Where it starts to wobble is the midfield balance, especially now Trent has gone. When teams press, it feels like Virgil and Gravenberch end up taking heat with not enough help around them. Without that deep-lying playmaker type, the one who shows, receives, turns, and keeps everyone calm, the new attacking options can look like separate little projects rather than one team.

That’s why the “Zubimendi-type” point lands. Not because it had to be that exact player, but because the role matters. If you don’t have someone to connect the thirds, you end up with runners ahead of the ball and not enough clean entries into dangerous areas. Then you’re left saying the same thing every week: “We’re not creating enough.”

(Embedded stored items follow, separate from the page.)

PR #4871, opened 2025-12-27
Migrate to using `pixi` for environment/dependency management

### LINKED ISSUE #4604: Modernize Catalyst python packaging and environment management
# Overview

* We currently rely on `conda-lock` to specify a reproducible python environment for PUDL and `mamba` to do package management.
* We also use a `Makefile` to specify shared tasks that we want to be able to run in a uniform way across the team.
* We've been treating `pudl` like an "application" rather than a "library" for a while now, but we are still publishing the `catalystcoop.pudl` package to PyPI and `conda-forge`.
* Since we set up the current dependency management and packaging system in 2023, Python packaging has evolved significantly.  The author of `conda-lock` now recommends that people use `pixi` instead if they need to manage projects within the `conda-forge` ecosystem, and in fact uses `pixi` themselves to manage `conda-lock`.  They've also provided some migration tools.

## Advantages of [`pixi`](https://pixi.sh)
* Can manage dependencies from both PyPI and `conda-forge` while still providing reproducible multi-platform lockfiles.
* Can be used to package a project for installation via `conda-forge` -- this would allow `catalystcoop.pudl` to remain installable as an "application" with a locked environment.
* Faster dependency solving.
* Ability to update single dependency versions rather than needing to re-lock everything every time.
* Can also manage tasks in a way that's similar to a `Makefile`
* Allows the definition of multiple "features" which can be composed into different python environments, which would allow us to separate our core dependencies from those that we need for development, testing, data visualization, etc.
* Better human-readable reporting of what changed in the GitHub bot PRs.
* Better information for debugging dependency issues when they come up.
* Cleaner management of dependencies between the main PUDL repo and the `pudl-archivers` repo (which already uses pixi)

## Related Changes
- Stop publishing `catalystcoop.pudl` to PyPI since it's probably not really installable from there.
- Migrate all tasks that we want to retain from the `Makefile` into `pixi` tasks.
- Publish `catalystcoop.pudl` as an application with locked dependencies to conda-forge. This will actually be installable, reflect the real dependencies / Python environment, and the way we expect the package to be used. Alternatively we could just stop publishing the package outside of the git repo / Zenodo tarball archives entirely.
- Standardize our packaging / dependency management across repos to either use `uv` (for those that don't need `conda` specific functionality) or `pixi` (for those that do) and get rid of all the complicated `tox` setups.
- Installation with `pixi` will require overriding some build commands on RTD. We might also consolidate

### `uv` compatible repos
- ✅ `ferc-xbrl-extractor`
- ✅ `eel-hole`
- ✅ `pudl-usage-metrics-dashboard`
- ✅ `open-energy-data-for-all`
- ❌ `cheshire` (template repo)
- ❌ `dbfread`

### `pixi` repos
- 🟨 `pudl-archivers` (multi-environment, depends on `pudl`; could switch entirely to pixi + hatch)
- 🟨 `pudl` (geospatial, system dependencies)
- ❌ `pudl-examples` (geospatial)

zaneselvans:
# Overview

## Tool Replacements

- Switched from using `conda-lock` to `pixi` to create dependency lockfiles. Removed lockfiles under `environments` and added `pixi.lock`.
- Replaced `setuptools`, `build` and `setuptools_scm` to `hatch`, `hatchling` and `hatch-vcs`.
- Replaced (most of) our `make` targets with `pixi` tasks and removed the Makefile.
- Updated `pytest`, `build-deploy-pudl`, and `build-deploy-docs` workflows to use pixi.
- Switched from using micromamba docker image to pixi docker image.
- Tiny updates to the `gcp_pudl_etl.sh` script required by the new docker image (change in default user)
- Updated developer documentation to reflect the new packaging/environment/task setup
- Switched to a cleaner development versioning scheme using `hatch` -- now there's no hash hanging off the back.
- Set up a small custom RTD build configuration to work with the new packaging setup

## Application, not a Package

- Removed elements of `pyproject.toml` that were only relevant to publishing PUDL on PyPI / `conda-forge`.
- Updated the data release issue template and documentation to remove the PyPI / `conda-forge` steps.
- Removed the PyPI sections from our `release.yml` workflow file.
- Retained the GitHub release, to make versioned outputs obvious on GitHub & to serve as an archive separate from Zenodo.

## MIscellaneous Stuff

- Fixed formatting errors in `dbt` `schema.yml` files for:
  - `core_eia861__yearly_distributed_generation_fuel`
  - `core_eia861__yearly_energy_efficiency`
- Moved `furo` (our Sphinx theme) into the PyPI dependencies section, since the package on `conda-forge` is very stale. This resulted in upgrading to Sphinx 9+ which resulted in finding a Sphinx or `sphinx-autoapi` bug that I needed to work around, and in chasing that down I ended up replacing a lot of bad single-backtick quotes in our docstrings with double-backtick quotes.
- Changed the rules for running `pudl-deploy-docs` to it will redeploy whenever a PR merges into `main`, so we can see that it continues to work and so the `docs.catalyst.coop/pudl` docs are actually up to date.

Closes #4604

# Reviewer Questions

## Versioning Scheme

- Hatch makes versioning schemes easier to define.
- I switched our development versions to be like `v2025.12.1.dev56` (add the number of commits since the last tagged version to the last tagged version). These versions may be duplicative on different development branches, but once they land on main, the `dev23` suffix will indicate how many PRs have been merged into `main` since the last release.
- Given that we aren't distributing python packages any more, we could also go to using a leading zero on the month which would make the versions sort chronologically.  

## Integration with `pudl-archiver` repo

- We don't intend for anybody to be using `catalystcoop.pudl` as a dependency, since it needs to have locked dependencies for a reproducible environment, and it's really an application and not a library. That's why we're not distributing it on PyPI or `conda-forge` any more.
- However **we** install it as a dependency in the `pudl-archiver` repo directly from git, which has always been a little brittle.
- The way the `pyproject.toml` and pixi are set up on this branch do not allow the package dependencies to be installed with pip, meaning that the install from a git URL will fail.
- This is because all of the dependencies are specified in `tool.pixi.dependencies` rather in the top-level `dependencies` table.
- I tried to find a way to make the dependencies visible both to `pip` and to `pixi` without duplicating them all, and without ending up with a bunch of dependencies getting installed from PyPI, and failed.
- If we use the top-level project `dependencies` table, then we get pip installed packages, some of which will have binary incompatibilities.  Also, if `catalystcoop.pudl` is installed with pip (as with the git URL) it won't really be functional, since we do have binary dependencies. The versions of dependencies installed are also almost guaranteed to be different from the locked environment, since they'll be re-solved at the time of install.
- Also, also installing from git means there's no way for the installer to know whether the package needs to be updated. There's no version. This means that if you have an existing (e.g. local) install, you need to manually remove and re-install the PUDL package to get a refreshed version, which is easy to forget, and also takes a long time, since it seems to clone the whole repo.
- If you have any suggestions for how to get everything installed from `conda-forge` when working locally, avoid duplicate specification of the packages, and still make the package installable remotely that would be great.
- Alternatively, we could consider some more architectural solutions, which I think involve either splitting or merging repositories:
  - We could finally break the data source metadata out into a separate package that both PUDL and the archiver can depend on. If we wanted to we could also break the datastore module out into that package, as we've long discussed, disentangling it and the zenodo resource caching infrastructure from PUDL.  Given the large number of data sources that now only have metadata defined in `pudl-archiver` this might be a good idea, since having all of the data source metadata in one place, along with the tool that lets you access the archives, would mean all of those data sources would be accessible through the datastore, even if they're not all being actively used in PUDL.
  - In the other direction, we could merge the `pudl-archiver` repository into the PUDL application repository -- both of them use pixi, neither of them is a package that's getting distributed, and there are a variety of different ways we could manage them in the same repo, so the archiver would always have the most recent version of pudl metadata handy.  Pixi has good support for separated and even conflicting dependency environments. They could be two separate packages under `src/` or we could just add a `src/pudl/archiver` subpackage, or use pixi to define a separate environment/feature for the archiver.
  - Also, these two strategies are not mutually exclusive -- we could both split out the metadata / datastore as its own package, and also merge `pudl` and `pudl-archiver` repos. And architecturally, I think that kinda makes the most sense as a long term solution.

# Testing

- Ran all the CI on GitHub multiple times.
- Ran a successful branch deployment with Google Batch.
- Did a test of the new `update-lockfiles` workflow and merged the changes into this branch.
- Built and reviewed the docs locally.
- Verified that the RTD builds are working w/ pixi install.

# To-do list

- [x] Update developer docs explaining how to create and manage python environment.
- [x] Run `pytest-integration` in CI and make sure it passes.
- [x] Run a branch deployment to make sure I didn't break anything
- [x] Add a CI workflow that attempts to build the PUDL conda package with `pixi build`
- [x] Add the built PUDL conda package as an attachment to our GitHub releases.
- [x] Revise release notes in light of new conda packaging setup.
- [x] Run another branch deployment to make sure that packaging updates haven't broken anything.

### DIFF
--- a/pyproject.toml
+++ b/pyproject.toml
@@ -494,7 +494,7 @@ doctest_optionflags = ["NORMALIZE_WHITESPACE", "IGNORE_EXCEPTION_DETAIL", "ELLIP
 
 [tool.coverage.run]
 source = ["src/pudl/", "test/integration/", "test/unit/"]
-omit = ["src/pudl/*/ferceqr.py"]
+omit = ["src/pudl/*/ferceqr.py", "src/pudl/_version.py"]
 relative_files = true
 
 [tool.coverage.report]
--- a/pixi.lock
+++ b/pixi.lock
@@ -3875,8 +3875,8 @@ packages:
   timestamp: 1741554795915
 - pypi: ./
   name: catalystcoop-pudl
-  version: 2025.12.2.dev89
-  sha256: 68c094e6ecdd1764f6b8ae7f1ccbc8947e919a3b00dbe9c18523bfa58270b62c
+  version: 2025.12.2.dev90
+  sha256: cf31ce434c54f022e5a3a71e42b04dffde1d9caa9746cac8d7596cf44d4f67be
   requires_python: '>=3.13,<3.14.0a0'
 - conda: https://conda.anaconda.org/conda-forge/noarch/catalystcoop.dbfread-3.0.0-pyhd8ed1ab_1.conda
PR #4878, opened 2025-12-29
Eqr batch build

### LINKED ISSUE #4847: Design batch job to run the EQR ETL and upload outputs to S3

zschira:
# Overview

Closes #4847.

This PR adds a new workflow to run the full EQR ETL as a google batch job and publish the results.

## Documentation

# Testing

I tested this by running the workflow to kick of a batch job and monitoring the results. See the job [here](https://console.cloud.google.com/batch/jobsDetail/regions/us-west1/jobs/run-ferceqr-etl-2025-12-29-1525-91fb43b40/details?project=catalyst-cooperative-pudl) and outputs at `gs://builds.catalyst.coop/ferceqr`

## To-do list

- [x] Make `generate_batch_config` script configurable
- [x] Create workflow to generate batch job using new configurable `generate_batch_config` script
- [x] Create new bash script to run EQR batch job that uses the dagster CLI
- [x] Implement automation tooling for publishing results on the completion of a job and sending slack notification
- [x] Make sure all logging is handled sufficiently (Copy raw logs to GCS and link in slack like normal batch job)
- [x] Update job to publish to AWS, not just GCS
- [x] Make build script return appropriate value based on results of dagster job


.github/workflows/build-deploy-ferceqr.yml
```diff
@@ -0,0 +1,107 @@
...
+on:
+  workflow_dispatch:
+
+env:
+  GCP_BILLING_PROJECT: ${{ secrets.GCP_BILLING_PROJECT }}
+  GCS_OUTPUT_BUCKET: gs://builds.catalyst.coop
+  BATCH_JOB_JSON: batch_job.json
+
+jobs:
+  build_and_deploy_eqr:
```
zschira, line 14: At some point all of the docker build stuff should be refactored into a reusable workflow.

.github/workflows/build-deploy-ferceqr.yml
```diff
@@ -0,0 +1,107 @@
...
+            --container-env AWS_DEFAULT_REGION=${{ secrets.AWS_DEFAULT_REGION }} \
+            --container-env AWS_SECRET_ACCESS_KEY=${{ secrets.AWS_SECRET_ACCESS_KEY }} \
+            --container-env BUILD_REF=${{ github.ref_name }} \
+            --container-env BUILD_ID=${{ env.BUILD_ID }} \
+            --container-env FERCEQR_BUILD=true \
+            --container-env GCP_BILLING_PROJECT=${{ secrets.GCP_BILLING_PROJECT }} \
+            --container-env GITHUB_ACTION_TRIGGER=${{ github.event_name }} \
+            --container-env OMP_NUM_THREADS=4 \
+            --container-env PUDL_BOT_PAT=${{ secrets.PUDL_BOT_PAT }} \
+            --disk-gb 1000 \
```
zschira, line 104: For now using the same hardware resources as nightly builds, but with 1TB of disk. I'm sure there's some tuning we could do here.

devtools/generate_batch_config.py
```diff
@@ -32,6 +32,9 @@ def to_config(
     container_env: list[list[str]],
     container_command: str,
     container_arg: str,
+    vcpu: int,
```
zschira, line 35: Adding configurable hardware resources.

docker/Dockerfile
```diff
@@ -10,7 +10,7 @@ SHELL [ "/bin/bash", "-exo", "pipefail", "-c" ]
 # Install some linux packages
 # hadolint ignore=DL3008
 RUN apt-get update && \
-    apt-get install --no-install-recommends -y git postgresql && \
+    apt-get install --no-install-recommends -y git postgresql inotify-tools psmisc && \
```
zschira: Added some CLI tools to use in the `gcp_ferceqr_etl.sh` script.

zaneselvans:
It looks like there may be a bunch of older unrelated commits hanging out on this branch, some of which I suspect are already on main, so you might want to do a `git rebase -i main` and cull the dupes.

docker/gcp_ferceqr_etl.sh
```diff
@@ -0,0 +1,46 @@
...
+
+function run_ferceqr_etl() {
+    echo "Running FERC EQR ETL"
+    # Launch dagster deployment in the background
+    initialize_postgres &&
+        authenticate_gcp &&
+        dagster dev &
+
+    # Kick off the ferceqr_etl job asynchronously
+    dagster job backfill --noprompt -j ferceqr_etl --location pudl.etl
```
zschira, line 35: When executing a job with the dagster CLI it always gets executed asynchronously in the background, so we need a way to know when the job is complete, which is why I'm using `inotifywait` to wait for a file named `SUCCESS` or `FAILURE` to appear in the `PUDL_OUTPUT` directory.

pyproject.toml
```diff
@@ -23,6 +23,7 @@ dependencies = [
     "coverage>=7.10",
     "dagster>=1.12.1",
     "dagster-dg-cli",
+    "dagster-webserver>=1.12.1",
```
zschira: This is needed in the EQR build to launch a local deployment.

src/pudl/etl/ferceqr_deployment.py
```diff
@@ -0,0 +1,145 @@
...
+
+from pudl.helpers import ParquetData
+from pudl.logging_helpers import get_logger
+from pudl.settings import ferceqr_year_quarters
+from pudl.workspace.setup import PudlPaths
+
+logger = get_logger(__name__)
+
+
+ferceqr_sensor_status = (
```
zschira, line 35: The sensor monitoring the EQR job will only ever be running if the `FERCEQR_BUILD` environment variable is set allowing us to ignore this functionality during local development.

src/pudl/etl/ferceqr_deployment.py
```diff
@@ -0,0 +1,145 @@
+"""Define tooling for monitoring the ferceqr_etl job during batch builds."""
```
zschira: This module implements a [dagster sensor](https://docs.dagster.io/guides/automate/sensors) and related tooling to manage monitoring the status of the EQR job and handling success/failure.

src/pudl/etl/ferceqr_deployment.py
```diff
@@ -0,0 +1,145 @@
...
+        attached_file_path=str(_get_etl_status_csv_path()),
+    )
+    _write_status_file("FAILURE")
+
+
+def _get_etl_status_csv_path() -> Path:
+    return PudlPaths().output_dir / "ferceqr_etl_status.csv"
+
+
+@dg.sensor(
```
zschira, line 167: This sensor runs every 60 seconds and will query the status of all the EQR assets to see if all partitions have been run, and if there were any failures. Once it detects that the job has completed, it will execute an asset to either handle a successful job or a failed one. I think the logic in this sensor could easily be generalized so we can apply this pattern to PUDL/SEC10k.

src/pudl/etl/ferceqr_deployment.py
```diff
@@ -0,0 +1,145 @@
...
+        return None
+    # The backfill must be complete to reach this point
+    # Check if any partitions failed
+    if (asset_statuses == dg.AssetPartitionStatus.FAILED).any(axis=1).any():
+        # Write status to CSV file
+        asset_statuses.to_csv(_get_etl_status_csv_path())
+
+        # Execute asset to send slack notification about failure
+        return dg.RunRequest(
+            run_key="ferceqr_deployment",
```
zschira, line 216: Returning a `RunRequest` with `run_key` set means that dagster won't try to launch a second run with the same key. This is important because it takes a long time to copy all of the outputs to GCS so this sensor will get executed multiple times while the `deploy_ferceqr` asset is still running.

We can make this key static because in our batch job context, dagster has no knowledge of previous runs.

zschira (commented):
## Design overview
The implementation of the EQR batch job is largely a simplified copy of the existing 
PUDL nightly build tooling, but it does all of the publishing outputs (to GCS only right now) and sending notifications in python using dagster tooling. I've decided to go this direction for a couple reasons, which I'll try to explain below:

### Reusability
The logic in the `gcp_pudl_etl.sh` script is very hard to reuse without just copy/pasting (or making it super complex by reusing the same script for different jobs and making it configurable). With my approach, the bash script is only really used to launch a dagster job, then all of the custom logic can be implemented alongside the rest of our python code. If we extended this pattern to PUDL, SEC10k, etc we could potentially have one script that just takes a dagster job name and will kick off that job. This would mean we could have a whole suite of jobs that use the same container and same top-level script with just some different arguments, then implement everything bespoke in python/dagster.
### Maintainability
We write lots of python as a team, and it's generally easier for us to maintain.

### Using the dagster CLI to run jobs
Because the dagster CLI launches jobs asynchronously, we need a way to tell when jobs have completed. This means we need the whole sensor setup to monitor the status of the job and write a file at the end that the top-level script can wait for (I'll explain more below).

## How it works
I've created a dagster sensor to monitor the status of the EQR job. This sensor will run every 60 seconds (in builds only, during local development it doesn't run at all). Once this sensor detects that the job has completed, it will check if it was successful or not and launch an asset to handle publication / notification (or just notification in the case of a failure). These assets will create a file at the end of their execution, which will signal to the top-level script that the job is complete and the script can continue with cleanup/exiting.

.github/workflows/build-deploy-ferceqr.yml
zaneselvans: From the console dashboard it seems like it's doing a great job of saturating both CPU and memory usage throughout almost the entire run, so we can probably give it more of both and reduce the processing time for the same price.

At the end there's like 30 minutes of very low resource utilization. Is this because it's uploading the outputs to GCS?  I suppose if we uploaded each file as soon as it was finished or wrote directly to an output staging bucket rather than waiting for the entire job to complete we could get rid of this little tail. But we'd need to make sure that the data is only published to the distribution location after the whole run has succeeded.  But that final bucket-to-bucket transfer could be done without a beefy VM running.

zschira: Yeah that down period is just copying data to GCS. If we wanted, we could just write parquet files directly to GCS without even writing them to disk to completely negate the copy.

As for publishing to S3 (which I'm not doing yet), we could theoretically do this with a free github runner, since it's entirely io-bound, but we'd need a way to kickoff the runner after a successful build.

zaneselvans: We're doing this in the nightly builds to run the Zenodo data release, which was similarly I/O bound (by Zenodo).  It was pretty straightforward to kick off a GitHub Action with `curl` in the shell script but we could also do it with the requests library or it looks like someone has made a [Python GitHub library](https://github.com/PyGithub/PyGithub). I could imagine that action also doing the data validation with DuckDB querying the remote data in the staging area, and then making the decision about whether to publish or not based on the results.  But maybe that is too janky and disconnected. Getting the data validation into the main Dagster workflow seems like it would be cleaner.

src/pudl/etl/__init__.py
```diff
@@ -245,7 +260,7 @@ def load_dataset_settings_from_file(setting_filename: str) -> dict:
                     }
                 }
             },
-            selection="not key:*_ferceqr*",
+            selection="not key:*ferceqr*",
```
jdangerx: nit:  If we're keying off of `groups` for the `ferceqr_etl` should we also key off of groups when we're filtering the EQR assets out? I guess here we're also filtering *out* the deployment assets, but that can also be keyed by group.

src/pudl/etl/__init__.py
```diff
@@ -7,14 +7,22 @@
...
+    AutomationConditionSensorDefinition,
+    DagsterRunStatus,
+    DefaultSensorStatus,
     Definitions,
+    JobSelector,
     define_asset_job,
     load_asset_checks_from_modules,
     load_assets_from_modules,
+    run_status_sensor,
+    sensor,
```
jdangerx: These added imports seem to not be referenced anywhere - do we still need them somehow?

src/pudl/etl/__init__.py
```diff
@@ -31,6 +39,7 @@
     ferc_to_sqlite_settings,
 )
 from pudl.settings import EtlSettings
+from pudl.workspace.setup import PudlPaths
```
jdangerx: This import also *seems* extraneous but may be sneakily needed somehow?

src/pudl/etl/__init__.py
```diff
@@ -113,7 +122,13 @@
     "out_state_demand_ferc714": [pudl.analysis.state_demand],
 }
 
-all_asset_modules = raw_module_groups | core_module_groups | out_module_groups
+automation_assets = {
```
jdangerx: `automation` seems like a vague name for this - we could just call them `ferceqr_deployment_assets` or something until we figure out what else we're putting in here...

src/pudl/etl/ferceqr_deployment.py
```diff
@@ -0,0 +1,145 @@
...
+
+    # Don't do anything if there are still partitions that haven't finished running
+    if (in_progress_parts | not_started_parts).any():
+        logger.info("Partitions still in progress, continuing.")
+        return None
+    # The backfill must be complete to reach this point
+    # Check if any partitions failed
+    if (asset_statuses == dg.AssetPartitionStatus.FAILED).any(axis=1).any():
+        # Write status to CSV file
+        asset_statuses.to_csv(_get_etl_status_csv_path())
```
jdangerx, line 212: Nice, this seems like it was super useful in debugging :)

src/pudl/etl/ferceqr_deployment.py
jdangerx: This explanation is useful/timeless enough to put in a comment IMO!

docker/gcp_ferceqr_etl.sh
jdangerx: Cannot *believe* there's no way to query run status via CLI but here we are.

docker/Dockerfile
jdangerx: What do we get from `psmisc`?

jdangerx (commented):
Looks pretty good so far! Let me know when you've knocked out your todo list :)

.github/workflows/build-deploy-ferceqr.yml
zschira: Ah yeah seems like there's plenty of easy ways to work out kicking off a publication action. For the time being, I'm partial to just getting this PR in as is, then come back later to separate the publication out into its own action, but I don't feel too strongly if we want to just get it done now.

As for the validation piece, dagster added support for [DBT source asset checks](https://github.com/dagster-io/dagster/issues/18641), so it would be really nice if we could get that setup and then just do validation in asset checks. I tried some prototyping a while back, but wasn't quite able to get it working, but I didn't spend much time on this though and it didn't seem like it would be too hard.

src/pudl/etl/ferceqr_deployment.py
zschira: Added an extended description in the docstring!

src/pudl/etl/__init__.py
zschira: Yeah it was easier to just exclude all EQR assets, but I'm fine with changing this to groups if you feel like it would be cleaner/more consistent.

src/pudl/etl/__init__.py
zschira: Oh yeah these had been from some prototyping and I figured `ruff` would catch it, but maybe we're excluding this file? Either way, I just switched this file to do `import dagster as dg` and then using `dg.*` as that seems to be more idiomatic and importing every individual class/function is annoying.

src/pudl/etl/__init__.py
zschira: No also a hold over from prototyping. Fixed now.

src/pudl/etl/__init__.py
zschira: Changed to `ferceqr_deployment_assets`

src/pudl/etl/ferceqr_deployment.py
zschira: Hopefully! At first I was considering sending an a formatted table in the slack message, but decided it wasn't worth the hassle.

docker/gcp_ferceqr_etl.sh
zschira: Yeah there's also no super straightforward way to query the status of a backfill even with the python API, which is why I had to loop through all the assets/partitions and get the status individually.

docker/Dockerfile
zschira: This is for the `killall dagster` that happens once the job is over, which admittedly, might not be the most elegant way of shutting down dagster, but it seems to work fine.

.github/workflows/build-deploy-ferceqr.yml
zaneselvans: Before we merge, might we want to update this to deploy to the GCS mirror of our PUDL outputs, at:
`gs://pudl.catalyst.coop/ferceqr` instead of the builds bucket, to keep the S3 and GCS sources in sync?

This environment variable doesn't seem to be getting passed in to the Docker container below. Should it be?

At what point do we want to do the first distribution to S3?

devtools/generate_batch_config.py
zaneselvans: Some explicit documentation of what all these arguments mean in the docstring would be good.

docker/gcp_ferceqr_etl.sh
zaneselvans: If we wanted to only backfill some partitions, would we pass them in here, e.g. after identifying which of the archive zipfiles have a last-modified datestamp that's newer than the published parquet files? Or would we configure all of that using a sensor (?) inside Dagster that marks the right partitions as out of date based on those last-modified times?

docker/gcp_ferceqr_etl.sh
```diff
@@ -0,0 +1,72 @@
...
+echo "aws_secret_access_key = ${AWS_SECRET_ACCESS_KEY}" >>~/.aws/credentials
+set -x
+
+run_ferceqr_etl 2>&1 | tee "$LOGFILE"
+
+# This needs to happen regardless of the ETL outcome:
+pg_ctlcluster "$PG_VERSION" dagster stop 2>&1
+
+# Copy logs to GCS build directory
+gcloud storage --quiet cp "$LOGFILE" "gs://builds.catalyst.coop/ferceqr/"
```
zaneselvans: Should this URL be based on an envvar that's passed in from the GHA workflow? Or do we want to hard-code the distribution destinations in here?

Rather than (or in addition to?) dropping this in the `builds` bucket, I think we probably want to put it in the GCS distribution bucket at `gs://pudl.catalyst.coop/ferceqr` so that the GCS & S3 outputs remain in sync.

docs/release_notes.rst
```diff
@@ -11,6 +11,14 @@ Enhancements
 
 New Data
 ^^^^^^^^
+* Adds a new ETL for FERC EQR data, as well as associated infrastructure for running
+  the job and publishing outputs, which can be found at
+  ``s3://pudl.catalyst.coop/ferceqr``. There are 4 new tables which are produced by
```
zaneselvans, line 44: We should make sure this URL matches wherever we're actually writing the data.

docs/release_notes.rst
```diff
@@ -11,6 +11,14 @@ Enhancements
...
+  this ETL including, ``core_ferceqr__quarterly_identity``,
+  ``core_ferceqr__contracts``, ``core_ferceqr__quarterly_index_pub``, and
+  ``core_ferceqr__transactions``. Due to the size of this data, the tables are split
+  into a set of parquet files partitioned by year-quarter, and cannot be downloaded
+  as a single file like other PUDL tables.
```
zaneselvans:
```suggestion
  this ETL including, :ref:`core_ferceqr__quarterly_identity`,
  :ref:`core_ferceqr__contracts`, :ref:`core_ferceqr__quarterly_index_pub`, and
  :ref:`core_ferceqr__transactions`. Due to the size of this data, the tables are split
  into a set of parquet files partitioned by year-quarter, and cannot be downloaded
  as a single file like other PUDL tables.
```

src/pudl/etl/__init__.py
zaneselvans: I agree using the same selection method in both cases would feel more consistent and less likely to result in mistaken selections / misses in the future.

docker/gcp_ferceqr_etl.sh
zaneselvans: I'm not seeing the a LOGFILE in the `/ferceqr` output path. Should it be there?

src/pudl/etl/__init__.py
```diff
@@ -258,17 +262,19 @@ def load_dataset_settings_from_file(setting_filename: str) -> dict:
...
             ),
-            selection="key:*_ferceqr*",
+            selection=dg.AssetSelection.groups("raw_ferceqr")
+            | dg.AssetSelection.groups("core_ferceqr"),
         ),
     ],
+    sensors=[ferceqr_deployment.ferceqr_sensor],
 )
 
 """A collection of dagster assets, resources, IO managers, and jobs for the PUDL ETL."""
```
zaneselvans, line 280: If we want this string to annotate `defs` doesn't it need to be on the line immediately following the constant it's annotating?

src/pudl/etl/ferceqr_deployment.py
```diff
@@ -0,0 +1,159 @@
...
+    )
+
+
+def _write_status_file(status: Literal["SUCCESS", "FAILURE"]):
+    """Notify build script that job is complete by creating a status file."""
+    (PudlPaths().output_dir / status).touch()
+
+
+@dg.asset
+def deploy_ferceqr():
```
zaneselvans, line 109: What prevents this asset from running locally? We probably don't ever want to casually try and upload 200 GB of parquet files over a residential internet connection.

I don't see these assets when I select the `ferceqr_etl` job in the UI, but I do see their asset group and can select them manually and presumably run them, but if I try and select all EQR assets with `key:*fercqr*` in the UI they don't come up.

I think we probably want to have a developer docs page about running the FERC EQR ETL.

src/pudl/etl/ferceqr_deployment.py
zaneselvans: What does it mean for the sensor to be running vs. not running? What operations does that ultimately impact?

src/pudl/etl/ferceqr_deployment.py
```diff
@@ -0,0 +1,159 @@
...
+    """Publish EQR outputs to cloud storage."""
+    output_locations = [
+        "gs://builds.catalyst.coop/ferceqr",
+        "s3://pudl.catalyst.coop/ferceqr",
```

Slot has to find solutions, even with the excuses

Should Slot be getting more out of the group? Yes. That’s the job. And it’s hard to ignore that he doesn’t look as if he’s got his best ideas to hand at the minute.

He hasn’t been helped by injuries, and you can sense one or two new lads being a bit overawed by the step up. But great sides adapt, and great managers find a way through the mess. Last season there were smart tweaks: using Gravenberch as a 6, asking Trent to be a proper right-back, making big calls like dropping Quansah, and even trying Diaz as a false nine. Those felt like proactive moves.

This season has felt more like waiting for it to improve on its own. Has Slot lost a bit of confidence in himself? It’s crossed my mind. I hope it’s wrong, because the football he wants to play is the football we all want to watch. It just needs a clearer route from idea to execution.



One small thing I’d like to see

If we’re lacking a natural “knitter” in midfield, the workaround often has to be structural rather than personnel. That can mean shorter distances between the lines, a braver first pass out from the back, and clearer angles for the No.6 and No.8s so we’re not always receiving with a man on our back.